Deep Learning and Data Balancing Approaches in Mining Hospital Surveillance Data

Deep Learning and Data Balancing Approaches in Mining Hospital Surveillance Data

Adnan Firoze (North South University, Bangladesh), Tonmoay Deb (North South University, Bangladesh) and Rashedur M. Rahman (North South University, Bangladesh)
DOI: 10.4018/978-1-5225-5460-8.ch008

Abstract

A number of classifier models on hospital surveillance data to classify admitted patients according to their critical conditions with an emphasis to deep learning paradigms, namely convolutional neural network, were used in this research. Three class labels were used to distinguish the criticality of the admitted 25,261 patients.

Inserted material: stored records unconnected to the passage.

PR #509, opened 2023-03-16
feat: audio block accessibility improvements

ragi96:
Hopefully the last round of changes for the audio block... 

Improved UX (misunderstood Martin on the part about when the outline with the toolbar should shine, outline in Edit Mode and just on hover or focus)

Improved Accessibility Toolbar is now "fully" accessible by keyboard

### DIFF
--- a/packages/audio-block/src/AudioBlock.tsx
+++ b/packages/audio-block/src/AudioBlock.tsx
@@ -47,6 +47,7 @@ import { UploadPlaceholder } from './components/UploadPlaceholder';
 import { ItemToolbar } from './components/ItemToolbar';
 import { BlockAttachments } from './components/BlockAttachments';
 import { useEffect, useMemo, useState } from 'react';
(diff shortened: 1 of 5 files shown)


packages/audio-block/src/AudioBlock.tsx
```diff
@@ -157,19 +164,12 @@ export const AudioBlock = ({ appBridge }: BlockProps) => {
         // eslint-disable-next-line react-hooks/exhaustive-deps
     }, [doneAll, uploadResults]);
 
+    console.log(isFocused);
+
```
celine-s, line 168:
```suggestion
```

celine-s (approved):
looks good to me. Well done! 👏

packages/audio-block/src/AudioBlock.tsx
ragi96: removed

fulopdaniel (approved):

PR #514, opened 2023-03-21
chore: update app-bridge

SamuelAlev:
Update `@frontiyf/app-bridge`, add `sinon` as it is a `peerDependencies` and add other missing `peerDependencies` in `gradient-block` and `shared`


Walkeezy (approved):
Nice! 🧹

fulopdaniel (approved):

PR #519, opened 2023-03-27
feat(imageBlock): use BlockItemWrapper and convertToRteValue

celine-s:
implements: https://app.clickup.com/t/8677fcy7n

The authors have set forth two distinct approaches to address the unbalance nature of data. They used multilayer perceptron (MLP), convolutional neural network (CNN), and multinomial logistic regression classifications and finally compared the performance of our models with the models developed by Firoze, Hasan and Rahman (2013). After comparison, the authors show that one of the models, including convolutional neural network based on deep learning, surpasses most models in terms of classification performance in contingent with training times and epochs. The trade-off is computational power for which—to achieve optimal accuracy—multiple CUDA cores are necessary. The authors achieved stable improvement of classification for their model using CNN.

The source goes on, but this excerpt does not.